The etch came in yesterday and I had enough time to replace the image above with a scan ... then we lost power and my UPS didn't shut down my server, resulting in a harddrive failure and screwing up my wireless printer configuration. So, I've spent most of the day running down new drives, reconfiguring the printer (so I could print out big-o discounts for Best Buy) and now the server is doing its thing.

The bottom line is, I have not spent the day breaking down the material and finalizing the instructions as I'd hoped. Rather than going out tomorrow, I hope to be shipping on Friday.


----------



## Paulbo (Sep 16, 2004)

Whoo hoo!
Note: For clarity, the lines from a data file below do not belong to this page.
PR #2271, opened 2023-09-19
tedge-agent: move to new health topic

Bravo555:
TODO
- [ ] add test checking tedge-agent works with new topics
- [ ] figure out how to handle health command not having a command_id

## Proposed changes

tedge-agent was updated to work with new health topics:

- it listens to health check command on a new topic: `te/[DEVICE_TOPIC_ID]/service/tedge-agent/cmd/health/check`
- it publishes its health status on a new topic: `te/[DEVICE_TOPIC_ID]/service/tedge-agent/status/health

### Converter

However, to still be observable and work with other components and the tests, the converter was modified to properly bridge new inputs and output topics of tedge-agent:

- `tedge/health-check` and `tedge/health-check/SERVICE_NAME` are converted into `te/device/main///cmd/health/check` and `te/device/main/service/SERVICE_NAME/cmd/health/check` respectively, so that tedge-agent receives a health check command on a topic it expects
- `te/device/main/service/tedge-agent/status/health` and `te/device/CHILD_ID/service/tedge-agent/status/health` are converted into `tedge/health/tedge-agent` and `tedge/health/CHILD_ID/tedge-agent` respectively.
- in order not to cause a loop, a previous `tedge/health/SERVICE_NAME` -> `te/...` conversion was modified to not happen if SERVICE_NAME is "tedge-agent"

### tedge-api

A new type, `ServiceHealthTopic` was introduced to denote health topics of services. Currently it is a simple string wrapper, handling both new and old health topics, but after all components are moved, it will handle only new topics.

`ServiceTopicId` and `DeviceTopicId` were added as simple wrappers of `EntityTopicId` that are confirmed to be either a service or a device.

Because `te/device/main/service/tedge-agent/cmd/health/check` doesn't have a command_id, an OperationType struct was modified to make command_id optional.
## Types of changes

## Paste Link to the issue
https://github.com/thin-edge/thin-edge.io/issues/2018#issuecomment-1705325553

## Checklist

### DIFF
--- a/crates/core/tedge_agent/src/tedge_to_te_converter/converter.rs
+++ b/crates/core/tedge_agent/src/tedge_to_te_converter/converter.rs
@@ -2,10 +2,14 @@ use serde_json::Value;
 use std::collections::HashMap;
 use std::convert::Infallible;
 use tedge_actors::Converter;
+use tedge_api::mqtt_topics::Channel;
+use tedge_api::mqtt_topics::MqttSchema;
 use tedge_mqtt_ext::MqttMessage;
 use tedge_mqtt_ext::Topic;
 
-pub struct TedgetoTeConverter {}
+pub struct TedgetoTeConverter {
+    mqtt_schema: MqttSchema,
+}
 
 impl Converter for TedgetoTeConverter {
     type Input = MqttMessage;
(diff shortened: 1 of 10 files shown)


crates/core/tedge_api/src/mqtt_topics.rs
```diff
@@ -305,6 +305,75 @@ impl EntityTopicId {
...
+    pub fn as_str(&self) -> &str {
+        self.0.as_str()
+    }
+}
+
+/// Represents an entity topic identifier known to be a service.
+///
+/// It's most often in a format `device/DEVICE_NAME/service/SERVICE_NAME`.
+#[derive(Debug, Clone, Hash, PartialEq, Eq)]
+pub struct ServiceTopicId(EntityTopicId);
```
didier-wenzek, line 342: Do we really need a type for `ServiceTopicId`? I don't think so: an entity topic id can be used for services as well as for devices.

crates/core/tedge_agent/src/tedge_to_te_converter/converter.rs
```diff
@@ -19,20 +23,56 @@ impl Converter for TedgetoTeConverter {
...
+            // to be able to move different services to new health topic at different times, we
+            // selectively map services either from old to new topics, and vice versa.
+            // tedge-agent publishes on new health topic, exclude it from old mapping not to produce
+            // a publish loop
+            topic
+                if topic.name.starts_with("tedge/health")
+                    && !topic.name.contains("tedge-agent") =>
+            {
                 self.convert_health_status_message(message)
             }
```
didier-wenzek, line 57: Would not be simpler to update all the services in a single PR?

Or even simpler:

- to start with the service *consuming* health check messages (the mapper and [tedge-watchdog](https://github.com/thin-edge/thin-edge.io/blob/main/crates/core/tedge_watchdog/src/systemd_watchdog.rs#L89), so all the health status are consumed from the `te` topics.
- to update one after the other the services (so they publish health status on the `te` topics).

I realized for that to work, one needs to update the `tedge_to_te_converter` to also converts health check requests. So, we will be able to update the services (as the agent) one after the other so they react to `te/+/+/+/+/cmd/health/check`.

The very last step will be to update tedge-watchdog to send health check requests on the  `te` topics.

crates/core/tedge_api/src/mqtt_topics.rs
Bravo555: I think in some places (e.g. health checks) we do actually want to operate on services, and so to make sure a given topic is a service topic, we need to either look at it (if in default MQTT scheme) or call into entity store (if not). IMO it'd be nice not to write a guard every time to make sure that it is a service.
If I'm mistaken about there being more places where a function expects an entity topic id to be a service, then I can remove it for now and do it with plain `ServiceTopicId`s.

crates/core/tedge_agent/src/tedge_to_te_converter/converter.rs
Bravo555: You're right, it would be much simpler and it's something that we have to do anyway, so better to do it now.

Bravo555:
Much of what was done here was done in #2276 instead, making this PR obsolete.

I fixed the server a half hour ahead of schedule. It's now time to drink heavily and get up tomorrow to do the instructions, and actually ship this puppy out!


----------



## Paulbo (Sep 16, 2004)

I spoke too soon about the server - it was still on the fritz on Thursday and it took all day to fix it. I got the instructions done on Friday and it shipped out on yesterday.

Today I put a set into one of my Galactica kits. I did them quick and didn't use the strongest adhesive, but I think these show how they work.


----------



## sg-99 (Jan 11, 2009)

That looks sharp!:thumbsup:


----------



## Styrofoam_Guy (May 4, 2004)

Very nice looking indeed


----------